**Task**
Your task is to gather the lines below that hold the string "push".

[Stored items from a collection]
══════

PR #1571, opened 2018-06-22
Attempt to include flex-wrap and justify-content

Bishares:
I tried to include flex-wrap and justify-content from flexbox. npm test was sucessfull.
It doesn't seem to change the behaviour of the canvas drawing. Maybe I forgot something?
these css properties should be easy to include because its naturally supported by chrome.


niklasvh:
These properties impact layout, which this library does not perform. It relies on the browser to compute layout, so parsing this information will not affect the render result in any way.

PR #1649, opened 2018-09-07
Fix CSS content property for Safari

### LINKED ISSUE #1610: [Safari 10.1.2] Can't render FontAwesome Icon in canvas.
### Bug reports:
I am using this library to convert FontAwesome Icons on the html page into canvas, then converting them to base64 string, and finally, to byte[] for use in a crystal report. On Firefox and Chrome, this functionality works perfectly. On Safari 10.1.2, the canvas element doesn't render the icon; It shows as a blank, white square.

To Reproduce:
1. Add a fontawesome 4 icon on to html page.
2. Call 
`html2canvas(document.querySelector(`#icon`), { logging: true, allowTaint: true })`
3. When promise fulfills, call:
```
    canvas.toDataURL();
    document.body.appendChild(canvas);
```
The canvas element shows up as blank white. The base64 string is valid, but it is also blank white (as expected i suppose).

On a separate, but less important note. I had a bug in safari only, where if the <i> element has display:inline-block, the canvas would be empty. I had to change it to display:inline-flex for the canvas to load properly-ish

### Specifications:

 * html2canvas version tested with: v1.0.0-alpha.12
 * Browser & version: Safari 10.1.2
 * Operating system: OSX Yosemite 10.10.5

Dragooon:
Safari does not pass content strings in double quotes, so they get ignored. This breaks packages such as Font-Awesome on Safari and iOS.

Fixes #1610

### DIFF
--- a/src/PseudoNodeContent.js
+++ b/src/PseudoNodeContent.js
@@ -311,6 +311,8 @@ const addOtherToken = (tokens: Array<Token>, identifier: string): void => {
         case 'close-quote':
             tokens.push({type: TOKEN_TYPE.CLOSEQUOTE});
             break;
+        default:
+            tokens.push({type: TOKEN_TYPE.STRING, value: identifier});
     }
 };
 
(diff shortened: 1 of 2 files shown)


WriterStat:
Be advised #1649 pull request did not fix the problem for #1736.
@mjsarfatti

Fontawesome icons still show up as blank in Apple Safari after applying the above pull request in our local code.

So fix still needed for this. Best,

PR #1677, opened 2018-10-05
Handle ligatures

### LINKED ISSUE #1676: Problem with Ligatures in Textareas

### Bug reports:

══════

**Response**
             tokens.push({type: TOKEN_TYPE.CLOSEQUOTE});
+            tokens.push({type: TOKEN_TYPE.STRING, value: identifier});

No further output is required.